PR #1578, opened 2026-08-11
fix(devshard): reject non-canonical escrow ids

staaason:
An escrow owner could bind several independent devshard sessions to one on-chain escrow by spelling the id with leading zeros. `ChainBridge.GetEscrow` parses the path segment with `strconv.ParseUint`, so `123`, `0123` and `00123` all resolve to the same chain escrow, but the raw string was kept as the devshard identity: it became the `HostManager` session key, the singleflight key, the Postgres row key, the state-machine `EscrowID`, and the payload directory. Every alias created a fresh session seeded with the full `escrow.Amount` and reached `engine.Execute`.

The work those sessions do cannot be paid for. Hosts sign `StateSignatureContent{EscrowId: "00123"}` while the chain rebuilds the preimage from `fmt.Sprint(escrow.Id)` in `VerifyDevshardSettlement`, so the quorum never verifies and the escrow cannot be settled for that session. An alias also re-rolls every host's validation-sampling seed, which is derived from `signer.Sign([]byte(escrowID))` — giving the owner a cheap resampling oracle over which inferences get validated.

A chain escrow now has exactly one string identity, `strconv.FormatUint(id, 10)`:
- `devshard/escrowid.go`: `ParseEscrowID` / `ValidateEscrowID` reject non-digits, `0`, overflow, and any spelling that is not the canonical form.
- `server/routes.go`: middleware returns 400 on `/sessions/:id/*` before auth and before session lookup.
- `bridge/grpc.go`, `cmd/devshardd/bridge/chain.go`: canonical parse, and `GetEscrow` returns the canonical id instead of echoing the caller's string. `caching.go` validates before the escrow_cache fallback.
- `session/manager.go`: validated in `BindOwnerChat` and `create`; `RecoverSessions` skips and logs non-canonical stored rows.
- Client side (`devshardctl` runtime config and settlement encode, `user` `NewHTTPSession`), so an operator or SDK user never signs a non-canonical id.

### DIFF
--- a/devshard/bridge/grpc.go
+++ b/devshard/bridge/grpc.go
@@ -8,6 +8,7 @@ import (
 	"sync"
 
 	"common/chain"
+	devshardpkg "devshard"
 
 	inferencetypes "github.com/productscience/inference/x/inference/types"
 )
@@ -47,11 +48,7 @@ func NewGRPCBridgeFromURL(grpcURL string) (*GRPCBridge, error) {
 }
 
 func parseEscrowID(escrowID string) (uint64, error) {
-	id, err := strconv.ParseUint(escrowID, 10, 64)
-	if err != nil {
-		return 0, fmt.Errorf("invalid escrow id %q: %w", escrowID, err)
-	}
-	return id, nil
+	return devshardpkg.ParseEscrowID(escrowID)
 }
 
 func (b *GRPCBridge) GetEscrow(escrowID string) (*EscrowInfo, error) {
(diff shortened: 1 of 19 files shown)


a-kuprin (approved):

a-kuprin:
As suggested by report author:

Suggested PR comment:

---

One leftover gap: `/stats/shards/:escrow_id` sits outside `canonicalEscrowIDMiddleware`, and `SessionServerExisting` → `recoverAndStoreSession` does not validate the ID. A pre-existing active row like `"00123"` (skipped by `RecoverSessions`) can still be resurrected via `GET /stats/shards/00123`. That does not reopen unpaid inference budgets, but it can reload legacy alias state into memory.

Suggested hardening: validate in `SessionServerExisting` (covers stats + any other recover path), and ideally mark non-canonical active rows inactive in `RecoverSessions` / a one-shot migration so they cannot linger.

```go
func (m *HostManager) SessionServerExisting(escrowID string) (*transport.Server, error) {
	if err := devshardpkg.ValidateEscrowID(escrowID); err != nil {
		return nil, err
	}
	// ...
}
```

staaason:
@a-kuprin I have resolved the comment above

x0152 (approved):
■ ■ ■ ■ ■ ■ ■
§ **GOAL OF THE EXERCISE**
Take the lines from the one containing "the comment above" to the last line of the material above and write them out exactly.

§ **EXERCISE SOLUTION**
@a-kuprin I have resolved the comment above

x0152 (approved):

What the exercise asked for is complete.